El Salvador ilustró la imposibilidad de que las buenas obras procedan de un corazón pecaminoso en términos tan inequívocos como estos: "No hay buen árbol que dé mal fruto, ni árbol malo que dé buen fruto. Cada árbol se conoce por su fruto. No se cosechan higos de los espinos, ni de las zarzas se vendimian uvas. El buen hombre, del buen tesoro de su corazón saca lo bueno. Y el mal hombre del mal tesoro de su corazón saca lo malo. Porque de la abundancia del corazón habla la boca" (Luc. 6:44 y 45). Es decir, un hombre no puede hacer el bien hasta no haber sido primeramente hecho bueno. Por lo tanto, los actos realizados por una persona pecaminosa no tienen posibilidad alguna de hacerlo justo; al contrario, proviniendo de un corazón impío, son actos impíos, añadiéndose así a la cuenta de su pecaminosidad. Sólo maldad puede venir de un corazón malo, y la maldad multiplicada no puede resultar en un solo acto bueno; por lo tanto, es vana la esperanza de que una persona mala pueda venir a ser hecha justa por sus propios esfuerzos. Primero debe ser hecha justa, antes de que pueda hacer el bien que se le requiere, y que desearía hacer.
El asunto queda pues así: (1) La ley de Dios es perfecta justicia, y se demanda perfecta conformidad con ella a todo aquel que quiera entrar al reino de los cielos. (2) Pero la ley no tiene una partícula de justicia que poder dar a hombre alguno, porque todos son pecadores e incapacitados para cumplir con sus requerimientos. Poco importa cuán diligentemente o con cuánto tesón obre el ser humano, nada de lo que puede hacer es suficiente para colmar la plena medida de las demandas de la ley. Es demasiado elevada como para que él la alcance; no puede obtener justicia por la ley. "Por las obras de la Ley ninguno será justificado -hecho justo- ante él". ¡Qué condición tan deplorable! Debemos obtener la justicia que es por la ley, o no podemos entrar al cielo. Y sin embargo, la ley no tiene justicia para ninguno de nosotros. No premiará nuestros esfuerzos más persistentes y enérgicos con la más pequeña porción de esa santidad que es imprescindible para ver al Señor.

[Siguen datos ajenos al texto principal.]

PR #191, opened 2022-01-14
Nicer prompts based on questionary

mzuenni:


RagnarGrootKoerkamp:
This is looking quite fancy :D Let me know when it's done for reviewing

mzuenni:
We could add additional inputs in `new_problem`  for `source_url`, `license` and `rights_owner` if they are not in the contest yaml. 
Right now they simple get initialised with an empty string and I am not sure if changing this would break anything?
Besides that it should be finished :)

RagnarGrootKoerkamp:
Oh yes, please go ahead and ask for those if they aren't set for the
contest. Or better yet, always ask for them, but give the value in the
contest as a default so pressing enter is sufficient.

mzuenni:
ok, now all values should get asked. The only remaining idea would be to introduce the `float` validator option.

And maybe we want to change for which fields it is allowed to input an empty string? I tried to emulate the original behaviour i.e. if the default value is the empty string it is ok and else it is not. Right now the fields `subtitle` `source` and `source_url` can be empty.

RagnarGrootKoerkamp:
> The only remaining idea would be to introduce the `float` validator option.

What exactly do you mean? https://icpc.io/problem-package-format/spec/problem_package_format#problem-metadata doesn't mention `validation: float`, if that's what you mean?
Ah, or do you mean asking for [these](https://icpc.io/problem-package-format/spec/problem_package_format#default-output-validator-specification)? We could do some simple question like `float output?` and if so set some default parameters. Asking for the tolerance right away doesn't make much sense IMO.

> And maybe we want to change for which fields it is allowed to input an empty string? I tried to emulate the original behaviour i.e. if the default value is the empty string it is ok and else it is not. Right now the fields `subtitle` `source` and `source_url` can be empty.

SGTM

mzuenni:
Yes, I mean when asking for validation we would give the option `float`, then ask for the eps and then write `default` and the `float_tolerance` in the yaml.

RagnarGrootKoerkamp:
> Yes, I mean when asking for validation we would give the option `float`, then ask for the eps and then write `default` and the `float_tolerance` in the yaml.

If you feel like it I'm happy to ask for `float?` indeed, but less exited about the tolerance. Just printing `using default tolerance of 10^-6` or so should be sufficient.

RagnarGrootKoerkamp:
Hrmm, looks like questionary needs `pip` to install. All other dependencies are available as ubuntu/arch packages directly. That's a bit unfortune for a non-critical dependency.

Maybe we could do
```
has_questionary = false
try:
   import questionary
   has_questionary = true
except ImportError:
   pass
```

and fallback to a simpler prompt similar to what we have now in case it's not available

mzuenni:
I think the changes are complete now :)

PR #192, opened 2022-01-18
Warn for more bad practice

mzuenni:
We could warn for even more stuff defined in `random` but let's at least warn for those methods implemented in `validation.h`.

### DIFF
--- a/bin/program.py
+++ b/bin/program.py
@@ -3,6 +3,7 @@ import shutil
 import stat
 import subprocess
 import threading
+import validate
 
 from util import *
 
@@ -283,7 +284,7 @@ class Program:
                     pass
 
         # Warn for known bad (non-deterministic) patterns in generators
-        if isinstance(self, Generator):
+        if isinstance(self, Generator) or isinstance(self, validate.Validator):
             if self.language == 'cpp':
                 for f in self.source_files:
                     try:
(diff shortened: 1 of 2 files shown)


RagnarGrootKoerkamp:
Nice!

Do you think we really need the `typeid()`? I don't think that's likely to be used for generators right?

Should we check this for all programs though? I think we only want to forbid these things for generators and (interactive) validators. Team submissions are fine

mzuenni:
well it already warned for `rand()` I just added a few more... I am not sure for which programs this is actually checked...

Probably no one uses typeid but it's compiler dependent and it won't harm I guess?

bin/program.py
```diff
@@ -287,19 +287,35 @@ def _checks(self):
             if self.language == 'cpp':
```
RagnarGrootKoerkamp, line 287: can you add `or (self.problem.interactive and isinstance(self, Validator)` and test that?  (I'm not exactly sure whether that `self.problem.interactive` is exactly right.)

mzuenni: why not just warn for all validators? I don't see why a normal output validator should be allowed to be non-deterministic but in an interactive problem, we don't want to allow it?

RagnarGrootKoerkamp: ok let's do all and revisit when people complain ;)

PR #193, opened 2022-01-21
Generic validation

### LINKED ISSUE #187: Input Validator/Testdata checks
Problemtools does some sanity checks on the input validator. A validator should (normally) reject the following:

- An empty file
- Binary file/non-printable characters
- Random text file
- A valid test case with duplicated spaces
- A valid test case with duplicated newlines
- A leading zero before an integer (could be ok)
- Garbage added behind a valid test case

Additionally, we could check the test cases:

- All files should have the same line endings
- All whitespace should be space/newline

This might be a good feature to add.

mzuenni:
This adds some generic checks to the testcases and warns if a testcase:

- is empty (contains no character besides whitespaces)
- does not end with a newline (I think files should always end with '\n')
- contains characters besides '\n' and printable ASCII characters (warns on '\r', Unicode or other control characters)
- starts with whitespace or contains two consecutive whitespaces (E.g a space at the start/end of a line or duplicated spaces. However, this could fail if the test case is supposed to contain '\n\n' but this rarely happens)
- is too big (>20Mb for input or output, but I am not sure what a `.ans` file contains for interactive problem...)

**This does not automatically generate bad testcases from valid ones! This might be an improvement for later...**

However, it also fixes some small bugs.

Fix #187


doc/commands.md
```diff
@@ -506,11 +509,11 @@ This is a convenience command (mostly for use in CI) that runs the following sub
 - Run all submissions
 - Clean up generated testcases when done, similar to `bt generate --clean-generated` when `--cleanup-generated` is passed.
 
-This supports the `--cp` and `--no-timelimit` flags which are described under the `pdf` subcommand.
+This supports the `--cp` and `--no-timelimit` flags which are described under the `pdf` subcommand and the `--skip-testcase-sanity-checks` flag from `validate`.
 
 ## `sort`
 
-Prints a list of all problems in the current contest (or single problem), together with their letter/ID:
+Prints a list of all proble You might want to set this in `.bapctools.yaml`.ms in the current contest (or single problem), together with their letter/ID:
```
RagnarGrootKoerkamp, line 516: whoops; revert this one?

bin/run.py
```diff
@@ -234,7 +275,7 @@ def run(self, *, interaction=None, submission_args=None):
             if (
                 not config.args.error
                 and self.out_path.is_file()
-                and self.out_path.stat().st_size > 1000000000
+                and self.out_path.stat().st_size > 1000_000_000
```
RagnarGrootKoerkamp, line 278: add one more `_`

bin/run.py
```diff
@@ -169,6 +169,47 @@ def validate_format(
...
+                            bar.warn('Testcase is empty but was accepted!')
+                        elif not re.search(r"\n$", input):
+                            bar.warn('Testcase does not end with a newline but was accepted!')
+                        elif len(bytes) > 20_000_000_000:
+                            bar.warn('Testcase is larger than 20Mb!')
+
+            if validator_type == 'output_format' and self.ans_path.exists():
+                with self.ans_path.open() as in_file:
+                    def invalid(byte):
+                        if byte == ord('\t'): return False;
```
RagnarGrootKoerkamp, line 199: Can you add a comment why this is different that the input invalid bytes?
I.e.: input allows only spaces and newlines, while output is a bit more lenient.

Also, `def ...` inside a loop is relatively slow in python. (Not that this is critical code, but anyway.) Better to define a separate function `invalida(byte, input/output)`

bin/run.py
```diff
@@ -109,7 +109,7 @@ def validate_format(
             flags = self.testdata_yaml_validator_flags(validator_type, validator)
             if flags is False:
                 continue
-
+
```
RagnarGrootKoerkamp, line 112: revert

RagnarGrootKoerkamp (changes requested):

RagnarGrootKoerkamp (approved):

PR #194, opened 2022-03-13
[util] Consistent writing of YAML files

mpsijm:
Now, all YAML files are read using `util.read_yaml` and written using `util.write_yaml`.
These function abstract over the indentation settings that used to be set all over the place.
`util.write_yaml` uses `ruamel.yaml`, so before using that function, you should check `util.has_ryaml`.

### DIFF
--- a/bin/generate.py
+++ b/bin/generate.py
@@ -21,12 +21,8 @@ from problem import Problem
 def check_type(name, obj, types, path=None):
     if not isinstance(types, list):
         types = [types]
-    if obj is None:
-        if obj in types:
-            return
-    else:
-        if any(obj is None if t is None else isinstance(obj, t) for t in types):
-            return
+    if any(isinstance(obj, t) for t in types):
+        return
     named_types = " or ".join(str(t) if t is None else t.__name__ for t in types)
     if path:
         fatal(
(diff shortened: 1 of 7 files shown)


bin/util.py
```diff
@@ -466,6 +474,24 @@ def read_yaml_settings(path):
...
 
+# Writing a yaml file only works when ruamel.yaml is loaded. Check if `has_ryaml` is True before using.
+def write_yaml(data, path):
+    ryaml.dump(
+        data,
+        path,
+        # Remove spaces at the start of each (non-commented) line, caused by the indent configuration.
+        # This is only needed when the YAML data is a list of items, like in the problems.yaml file.
+        # See also: https://stackoverflow.com/a/58773229
+        transform=(
```
RagnarGrootKoerkamp, line 485: I suspect this transform is broken when the data is not actually a list. Can you test, or just do `if instanceof(data, list): dump with transform else: dump without transform`

RagnarGrootKoerkamp (changes requested):

bin/util.py
mpsijm: I tested this with `bapctools generate --add-manual`, which rewrites the `generators/generators.yaml`. This yaml file is a `dict`, not a `list`, so `transform=None` in that case. :slightly_smiling_face: 

The code that you propose does exactly the same as the inline conditional that it currently is. Although I understand that the formatting of the code does not make that very clear, so I added some parentheses, hopefully that helps :smile:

¿Quién, entonces, puede ser salvo?
¿Puede existir una cosa tal como personas justas?
–Sí, porque la Biblia habla con frecuencia de ellas. Habla de Lot como "aquel hombre justo". Leemos: "Decid al justo que le irá bien, porque comerá del fruto de sus acciones" (Isa. 3:10), indicando de esta manera que habrá personas justas que recibirán la recompensa; y se declara llanamente que habrá por fin una nación justa: "En aquel día cantarán este canto en tierra de Judá: Fuerte ciudad tenemos. Salud puso Dios por muros y antemuro. Abrid las puertas, y entrará la gente justa, guardadora de verdades". (Isa. 26:1 y 2). David dijo: "Tu ley es la verdad" (Sal. 119:142). No es solamente verdad, sino que es la suma de toda la verdad. En consecuencia, la nación que guarda toda la verdad será una nación que guarda la ley de Dios. Estará formada por hacedores de su voluntad, y entrarán en el reino de los cielos (Mat. 7:21).